Social Media Platforms Make Their Liabilities Clear In First Russia Hearing

In their first hearing on Capitol Hill Tuesday, testimony from lawyers for Facebook, Twitter, and Google made clear their companies are still susceptible to election attacks.

In a Capitol Hill hearing Tuesday afternoon, lawyers from Facebook, Google and Twitter testified under oath about Russian manipulation of their platforms during the 2016 election. The lawyers confessed their companies’ shortcomings, promised fixes, and told senators they were taking the issue extremely, extremely seriously.

But while delivering these statements, they did something else even more critical: they made clear how susceptible their companies are to future attacks on US democracy.

Throughout the hearing, the companies struggled to persuade senators that they could effectively monitor platforms of their size. Facebook was hammered by Louisiana Sen. John Kennedy, a freshman Republican, in a series of questions about whether it can effectively monitor the 5 million advertisers spending money on the platform each month.

“I’m trying to get us down from ‘lala land,’” Kennedy said. “The truth of the matter is you have 5 million advertisers, they change every month, every minute, probably every second — you don’t have the ability to know who every one of those advertisers is, do you?”

In describing their policies, the platforms didn’t bear much better with senators’ questions.

Foreign agents using their real names on Facebook can try to cause chaos as long as they’re acting within Facebook’s rules, Facebook General Counsel Colin Stretch’s testimony revealed. “It wasn’t so much the content — although to be clear much of that content is offensive and has no place on Facebook — but the real problem with what we saw was its lack of authenticity,” Stretch said. If Kremlin agents used real accounts and abide by the platform’s rules, that implied, they could go ahead and post away.

In its testimony, Twitter made clear it doesn’t have a good response to block shell companies looking to manipulate elections from advertising on its platform. When Democratic Sen. Sheldon Whitehouse asked the company how it would prevent a lawful corporation called “Americans for Puppies and Prosperity” from trying to swing elections on behalf of a special interest or a foreign power, Twitter acting General Counsel Sean Edgett didn’t have an answer.

“I think that’s a problem,” Edgett said, explaining Twitter is continuing to look into “how do you get to know your client.”

And when Google was asked about whether it viewed itself as a media or technology company — a question getting at whether it feels a sense of responsibility for the news on its platform — it went straight for the “don’t blame us” answer. "We are not a newspaper," Google Director of Law Enforcement and Information Security Richard Salgado said.

The platforms’ inability to monitor themselves was poked at by senators throughout the day.
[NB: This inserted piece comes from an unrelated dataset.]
PR #182, opened 2025-03-16
    Add Firecrawl integration for web scraping and information extraction

aparupganguly:
Just wanted to integrate Firecrawl as an Example option. 🔥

Minnesota Sen. Al Franken ranted against Facebook, noting how slow it was to release its findings about a $100,000 ad buy on its platform by a Kremlin-linked agency seeking to disrupt US politics. “How did Facebook, which prides itself on being able to process billions of data points and instantly transform them into personal connections for its users, somehow not make the connection that election ads, paid for in rubles, were coming from Russia?” he said. “Those are two data points: American political ads and Russian money, rubles. How could you not connect those two dots?”

At the outset of the hearing, Senator Lindsey Graham asked, “The challenge of this hearing, and of this focus, is how do we keep the good and deal with the bad?” When the hearing ended, the answer seemed as unattainable as ever.